Hi, I tried to understand memory_cached and memory_allocated, in the doc, it is said that the unit is bytes.
I tried to match the results of torch.cuda.memory_cached() and torch.cuda.memory_allocated() with the results of nvidia-smi, but the matching failed, in both ipython and in my evaluation code for evaluating a model.
In Ipython3:
In [1]: a = torch.zeros(8192, 4, device='cuda')
In [2]: c = torch.ones(123456, 2, 3, device='cuda')
In [3]: torch.cuda.max_memory_cached(0)
Out[3]: 4063232
In [4]: torch.cuda.max_memory_allocated(0)
Out[4]: 4011008
In [5]: torch.cuda.memory_allocated(0)
Out[5]: 4011008
In [6]: torch.cuda.memory_cached(0)
Out[6]: 4063232
In [7]: (8192 * 4 + 123456 * 2 * 3) * 4
Out[7]: 3094016
while the number shown in nvidia-smi is always 1053 MB.
What causes the difference?
What’s the difference between max_memory_cached/allocated and memory_cached/allocated?
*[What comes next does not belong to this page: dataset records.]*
PR #203, opened 2020-07-25
Spectrahedron manifold

kellertuer:
This manifold is only slightly different from the Elliptope (#201), namely it is not unit diagonal but unit trace symmetric positive semidefinite matrices of rank k.


src/manifolds/Spectrahedron.jl
```diff
@@ -0,0 +1,208 @@
...
+@doc raw"""
+    check_tangent_vector(M::Spectrahedron, q, Y; check_base_point = true, kwargs...)
+
+Check whether $X = qY^{\mathrm{T}} + Yq^{\mathrm{T}}$ is a tangent vector to
+$p=qq^{\mathrm{T}}$ on the [`Spectrahedron`](@ref) `M`,
+i.e. atfer [`check_manifold_point`](@ref) of `q`, `Y` has to be of same dimension as `q`
+and a $X$ has to be a symmetric matrix with trace.
+The optional parameter `check_base_point` indicates, whether to call [`check_manifold_point`](@ref)  for `q`.
+The tolerance for the base point check and zero diagonal can be set using the `kwargs...`.
+Note that symmetric of $X$ holds by construction an is not explicitly checked.
```
mateuszbaran, line 88:
```suggestion
Note that symmetry of $X$ holds by construction and is not explicitly checked.
```

test/spectrahedron.jl
```diff
@@ -0,0 +1,57 @@
...
+    @test is_tangent_vector(
+        M,
+        q2,
+        vector_transport_to(M, q, Y, q2, ProjectionTransport());
+        atol = 10^-15,
+    )
+
+    types = [Matrix{Float64}]
+    TEST_FLOAT32 && push!(types, Matrix{Float32})
+    TEST_STATIC_SIZED && push!(types, MMatrix{3,3,Float64,9})
```
mateuszbaran, line 37: This is probably not the right size of matrix.

PR #206, opened 2020-07-28
Restructure Documentation menu

kellertuer:
Starts work on #200.

I made one change that w should discuss: To unify urls I moved the `generated/contributions.md` to `misc/contributions.md` though it is still generated/copied. This unifies URLs. What do you think? Move it back to generated or keep it in misc?

Second, Documenter claims that the docstring for `Manifolds.test_manifold`, but actually I can not see how that gets there, since we have `Manifolds.ManifoldTests.test_manifold` which is also properly documented therein. I am not sure how this starts.


docs/make.jl
```diff
@@ -61,16 +61,18 @@ makedocs(
...
-            "Public" => "lib/public.md",
-            "Internals" => "lib/internals.md",
-            "Differentiation" => "lib/differentiation.md",
-            "Testing" => "lib/testing.md",
+        "Features on Manifolds" => [
+            "Differentiation" => "features/differentiation.md",
+            "Distributions" => "features/distributions.md",
+            "Statistics" => "features/statistics.md",
+            "Utilities" => "features/utilities.md",
+            "Testing" => "features/testing.md",
```
mateuszbaran, line 69: Maybe we could order these alphabetically? That is put "Testing" before "Utilities".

If I would like to measure the GPU memory usage by a model during evaluation, where should I put the evaluation code, after getting the output?
Your tensor is too small. The caching allocator allocates memory with a minimum size and a block size so it may allocate a bit more memory than the number of elements in your tensors.
Things like cuda ctx, cuda rng state, cudnn ctx, cufft plans, and other gpu memory your other libraries may use are not counted in the torch.cuda.* stats.
The nvidia-smi number includes space the allocated by the CUDA driver when it loads PyTorch. This can be quite large because PyTorch includes many CUDA kernels. On a P100, I’ve seen an overhead of ~487 MB. On M40, I’ve seen ~303 MB.
This memory isn’t reported by the torch.cuda.xxx_memory functions because it’s not allocated by the program and there isn’t a good way to measure it outside of looking at nvidia-smi.